Work request: Search the entries for the word "your". Copy every line where it turns up.

___ Given records

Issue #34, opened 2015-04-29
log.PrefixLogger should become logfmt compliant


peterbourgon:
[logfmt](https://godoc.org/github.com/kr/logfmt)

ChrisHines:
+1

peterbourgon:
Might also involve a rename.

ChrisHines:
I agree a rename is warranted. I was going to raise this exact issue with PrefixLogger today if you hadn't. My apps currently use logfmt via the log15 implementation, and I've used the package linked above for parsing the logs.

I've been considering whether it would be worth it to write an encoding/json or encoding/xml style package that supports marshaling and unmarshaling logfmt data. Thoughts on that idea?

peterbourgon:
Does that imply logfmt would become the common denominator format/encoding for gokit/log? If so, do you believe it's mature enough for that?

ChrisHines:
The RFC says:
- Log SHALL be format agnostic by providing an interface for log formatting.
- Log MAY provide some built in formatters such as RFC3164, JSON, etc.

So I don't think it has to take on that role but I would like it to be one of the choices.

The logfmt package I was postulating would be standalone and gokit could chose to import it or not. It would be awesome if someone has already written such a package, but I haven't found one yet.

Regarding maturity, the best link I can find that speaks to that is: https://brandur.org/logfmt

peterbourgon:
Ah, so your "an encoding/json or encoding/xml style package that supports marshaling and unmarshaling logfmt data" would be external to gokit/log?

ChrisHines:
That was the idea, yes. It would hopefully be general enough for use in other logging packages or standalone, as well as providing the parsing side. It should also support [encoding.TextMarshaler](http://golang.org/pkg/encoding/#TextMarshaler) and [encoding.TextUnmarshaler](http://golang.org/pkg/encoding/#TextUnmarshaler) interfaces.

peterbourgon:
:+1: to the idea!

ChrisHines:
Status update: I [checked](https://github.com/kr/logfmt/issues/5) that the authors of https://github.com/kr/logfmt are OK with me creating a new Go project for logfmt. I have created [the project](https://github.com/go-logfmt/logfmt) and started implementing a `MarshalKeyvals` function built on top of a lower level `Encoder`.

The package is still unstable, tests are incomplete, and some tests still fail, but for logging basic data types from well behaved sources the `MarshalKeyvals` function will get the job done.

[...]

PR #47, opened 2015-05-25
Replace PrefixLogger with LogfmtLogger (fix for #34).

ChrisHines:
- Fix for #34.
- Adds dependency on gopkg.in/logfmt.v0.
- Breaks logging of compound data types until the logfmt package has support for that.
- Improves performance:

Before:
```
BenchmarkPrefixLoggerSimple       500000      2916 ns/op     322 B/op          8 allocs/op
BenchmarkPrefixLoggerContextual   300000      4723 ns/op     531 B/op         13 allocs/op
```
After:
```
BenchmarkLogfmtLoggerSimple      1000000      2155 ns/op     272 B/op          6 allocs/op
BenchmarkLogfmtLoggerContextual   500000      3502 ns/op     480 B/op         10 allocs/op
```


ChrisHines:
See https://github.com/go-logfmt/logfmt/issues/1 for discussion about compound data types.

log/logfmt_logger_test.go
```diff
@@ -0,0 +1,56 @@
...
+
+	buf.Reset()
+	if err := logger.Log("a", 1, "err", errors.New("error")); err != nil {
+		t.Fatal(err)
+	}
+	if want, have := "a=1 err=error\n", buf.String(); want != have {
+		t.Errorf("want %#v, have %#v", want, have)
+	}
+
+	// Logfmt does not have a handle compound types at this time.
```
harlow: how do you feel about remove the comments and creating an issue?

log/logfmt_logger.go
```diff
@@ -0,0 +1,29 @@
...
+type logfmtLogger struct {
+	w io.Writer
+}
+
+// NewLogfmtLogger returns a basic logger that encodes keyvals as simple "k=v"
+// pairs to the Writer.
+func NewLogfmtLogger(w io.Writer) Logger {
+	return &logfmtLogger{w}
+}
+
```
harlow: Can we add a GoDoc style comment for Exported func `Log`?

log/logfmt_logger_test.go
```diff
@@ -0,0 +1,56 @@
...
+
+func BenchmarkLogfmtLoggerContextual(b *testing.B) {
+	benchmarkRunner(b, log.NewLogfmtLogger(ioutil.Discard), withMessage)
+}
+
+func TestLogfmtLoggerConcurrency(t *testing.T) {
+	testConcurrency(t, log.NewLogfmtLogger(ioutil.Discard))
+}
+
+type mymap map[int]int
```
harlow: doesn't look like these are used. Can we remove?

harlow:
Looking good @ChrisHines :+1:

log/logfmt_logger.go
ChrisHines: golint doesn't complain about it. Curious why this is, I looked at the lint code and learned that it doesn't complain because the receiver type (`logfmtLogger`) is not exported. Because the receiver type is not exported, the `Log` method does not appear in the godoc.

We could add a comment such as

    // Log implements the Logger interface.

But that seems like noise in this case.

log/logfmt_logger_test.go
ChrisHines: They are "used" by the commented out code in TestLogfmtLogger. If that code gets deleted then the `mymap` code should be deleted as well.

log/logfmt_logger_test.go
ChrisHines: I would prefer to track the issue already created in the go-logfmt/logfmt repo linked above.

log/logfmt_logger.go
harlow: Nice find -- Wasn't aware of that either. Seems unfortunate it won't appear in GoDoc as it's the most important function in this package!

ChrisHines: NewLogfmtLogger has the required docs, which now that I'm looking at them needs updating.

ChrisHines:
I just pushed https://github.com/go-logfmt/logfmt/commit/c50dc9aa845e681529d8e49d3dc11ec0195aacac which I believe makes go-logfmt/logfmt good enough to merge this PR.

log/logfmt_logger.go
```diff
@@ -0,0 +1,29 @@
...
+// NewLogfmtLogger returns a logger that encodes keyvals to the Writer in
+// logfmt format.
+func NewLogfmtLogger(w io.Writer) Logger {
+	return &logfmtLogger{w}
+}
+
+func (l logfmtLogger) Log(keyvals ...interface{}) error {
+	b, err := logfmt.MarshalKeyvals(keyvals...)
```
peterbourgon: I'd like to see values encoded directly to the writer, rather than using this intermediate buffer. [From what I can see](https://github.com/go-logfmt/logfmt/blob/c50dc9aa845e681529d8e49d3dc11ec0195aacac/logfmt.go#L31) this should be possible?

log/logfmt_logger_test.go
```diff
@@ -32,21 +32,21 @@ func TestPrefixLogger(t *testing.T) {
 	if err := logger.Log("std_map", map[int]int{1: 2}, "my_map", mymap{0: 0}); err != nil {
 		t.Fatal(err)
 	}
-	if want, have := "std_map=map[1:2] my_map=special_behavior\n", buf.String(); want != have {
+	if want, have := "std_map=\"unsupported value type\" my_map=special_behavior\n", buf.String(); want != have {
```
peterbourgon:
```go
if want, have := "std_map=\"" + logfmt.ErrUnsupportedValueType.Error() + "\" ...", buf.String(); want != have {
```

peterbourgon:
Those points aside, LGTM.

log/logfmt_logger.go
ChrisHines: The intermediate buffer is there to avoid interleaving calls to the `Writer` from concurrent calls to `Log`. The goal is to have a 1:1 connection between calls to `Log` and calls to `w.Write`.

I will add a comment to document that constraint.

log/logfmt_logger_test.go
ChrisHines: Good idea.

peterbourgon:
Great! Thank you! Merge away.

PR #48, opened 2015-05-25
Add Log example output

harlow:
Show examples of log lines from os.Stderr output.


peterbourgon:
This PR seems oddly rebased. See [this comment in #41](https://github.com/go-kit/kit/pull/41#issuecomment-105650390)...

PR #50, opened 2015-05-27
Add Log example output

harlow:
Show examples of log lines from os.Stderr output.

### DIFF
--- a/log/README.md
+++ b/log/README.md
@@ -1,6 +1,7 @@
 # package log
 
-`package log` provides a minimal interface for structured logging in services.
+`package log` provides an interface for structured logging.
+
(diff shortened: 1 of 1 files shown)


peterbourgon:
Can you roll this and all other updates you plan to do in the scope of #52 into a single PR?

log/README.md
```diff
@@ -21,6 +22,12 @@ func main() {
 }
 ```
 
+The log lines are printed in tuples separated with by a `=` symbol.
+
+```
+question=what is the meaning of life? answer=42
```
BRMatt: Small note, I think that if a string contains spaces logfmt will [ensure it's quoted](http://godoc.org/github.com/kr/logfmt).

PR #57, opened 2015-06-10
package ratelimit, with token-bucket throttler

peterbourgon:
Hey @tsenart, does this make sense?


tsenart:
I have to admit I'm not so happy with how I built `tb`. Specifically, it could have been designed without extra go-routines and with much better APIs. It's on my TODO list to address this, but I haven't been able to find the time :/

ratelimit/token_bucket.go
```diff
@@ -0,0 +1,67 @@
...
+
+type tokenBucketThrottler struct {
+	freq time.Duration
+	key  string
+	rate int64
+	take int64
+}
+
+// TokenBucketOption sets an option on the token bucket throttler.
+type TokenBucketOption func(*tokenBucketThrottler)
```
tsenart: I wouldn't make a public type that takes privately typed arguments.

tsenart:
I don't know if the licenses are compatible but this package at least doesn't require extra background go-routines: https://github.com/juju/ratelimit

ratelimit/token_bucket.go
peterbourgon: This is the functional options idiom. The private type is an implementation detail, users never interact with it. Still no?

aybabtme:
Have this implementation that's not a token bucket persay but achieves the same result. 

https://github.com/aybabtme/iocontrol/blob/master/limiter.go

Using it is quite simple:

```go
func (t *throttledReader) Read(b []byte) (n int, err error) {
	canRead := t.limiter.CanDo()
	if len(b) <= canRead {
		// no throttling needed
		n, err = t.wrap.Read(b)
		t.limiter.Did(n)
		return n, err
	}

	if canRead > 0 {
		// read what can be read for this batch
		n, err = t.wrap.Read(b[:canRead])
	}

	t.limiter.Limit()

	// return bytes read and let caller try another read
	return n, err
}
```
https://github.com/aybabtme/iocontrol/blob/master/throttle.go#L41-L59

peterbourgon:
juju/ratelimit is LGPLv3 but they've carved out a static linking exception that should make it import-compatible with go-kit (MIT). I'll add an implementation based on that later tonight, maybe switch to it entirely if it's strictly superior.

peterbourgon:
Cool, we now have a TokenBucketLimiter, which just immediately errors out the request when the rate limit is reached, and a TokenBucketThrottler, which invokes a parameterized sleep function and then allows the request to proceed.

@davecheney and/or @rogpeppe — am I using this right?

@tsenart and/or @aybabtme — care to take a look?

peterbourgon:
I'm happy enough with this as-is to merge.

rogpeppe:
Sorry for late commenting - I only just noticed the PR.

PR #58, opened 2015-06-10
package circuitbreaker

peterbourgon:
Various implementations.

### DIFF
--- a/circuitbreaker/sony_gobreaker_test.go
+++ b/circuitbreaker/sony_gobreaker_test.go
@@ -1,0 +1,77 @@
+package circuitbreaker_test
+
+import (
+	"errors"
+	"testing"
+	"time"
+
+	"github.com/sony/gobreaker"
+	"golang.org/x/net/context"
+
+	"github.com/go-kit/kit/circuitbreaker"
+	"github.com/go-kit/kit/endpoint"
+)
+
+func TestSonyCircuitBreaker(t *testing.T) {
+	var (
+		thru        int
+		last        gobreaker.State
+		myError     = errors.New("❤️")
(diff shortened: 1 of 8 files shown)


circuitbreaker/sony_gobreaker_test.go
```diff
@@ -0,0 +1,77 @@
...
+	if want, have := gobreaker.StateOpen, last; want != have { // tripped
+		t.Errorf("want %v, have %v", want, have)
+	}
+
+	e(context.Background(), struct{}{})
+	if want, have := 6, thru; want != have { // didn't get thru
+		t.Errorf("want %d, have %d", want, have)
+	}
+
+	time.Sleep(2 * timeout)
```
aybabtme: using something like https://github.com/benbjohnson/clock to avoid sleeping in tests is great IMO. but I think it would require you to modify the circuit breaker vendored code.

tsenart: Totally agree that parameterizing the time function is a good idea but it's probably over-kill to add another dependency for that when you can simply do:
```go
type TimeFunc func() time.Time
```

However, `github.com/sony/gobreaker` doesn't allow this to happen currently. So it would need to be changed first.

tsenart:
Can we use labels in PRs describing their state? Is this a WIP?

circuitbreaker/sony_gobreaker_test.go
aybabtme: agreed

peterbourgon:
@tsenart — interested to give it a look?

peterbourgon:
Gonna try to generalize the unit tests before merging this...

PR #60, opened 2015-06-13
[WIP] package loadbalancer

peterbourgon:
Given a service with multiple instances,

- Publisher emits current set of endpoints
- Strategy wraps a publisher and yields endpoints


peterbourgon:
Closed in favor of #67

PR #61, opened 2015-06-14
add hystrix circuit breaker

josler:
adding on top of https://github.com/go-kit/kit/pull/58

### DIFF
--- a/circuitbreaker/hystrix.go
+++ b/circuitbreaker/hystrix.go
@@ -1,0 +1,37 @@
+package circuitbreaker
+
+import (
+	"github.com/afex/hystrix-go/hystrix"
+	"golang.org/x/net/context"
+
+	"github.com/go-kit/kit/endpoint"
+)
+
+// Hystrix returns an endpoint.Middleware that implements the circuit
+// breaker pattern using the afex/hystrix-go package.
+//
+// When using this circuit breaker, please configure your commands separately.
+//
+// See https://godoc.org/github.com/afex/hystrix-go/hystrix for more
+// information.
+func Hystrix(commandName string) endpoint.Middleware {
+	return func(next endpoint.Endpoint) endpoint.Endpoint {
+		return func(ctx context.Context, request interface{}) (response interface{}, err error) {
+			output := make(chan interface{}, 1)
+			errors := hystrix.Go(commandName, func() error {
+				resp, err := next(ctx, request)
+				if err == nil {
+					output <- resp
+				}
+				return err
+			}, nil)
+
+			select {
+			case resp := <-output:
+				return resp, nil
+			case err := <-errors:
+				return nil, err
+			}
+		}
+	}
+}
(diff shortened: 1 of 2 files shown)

______

Reply to the exercise:
Ah, so your "an encoding/json or encoding/xml style package that supports marshaling and unmarshaling logfmt data" would be external to gokit/log?
+// When using this circuit breaker, please configure your commands separately.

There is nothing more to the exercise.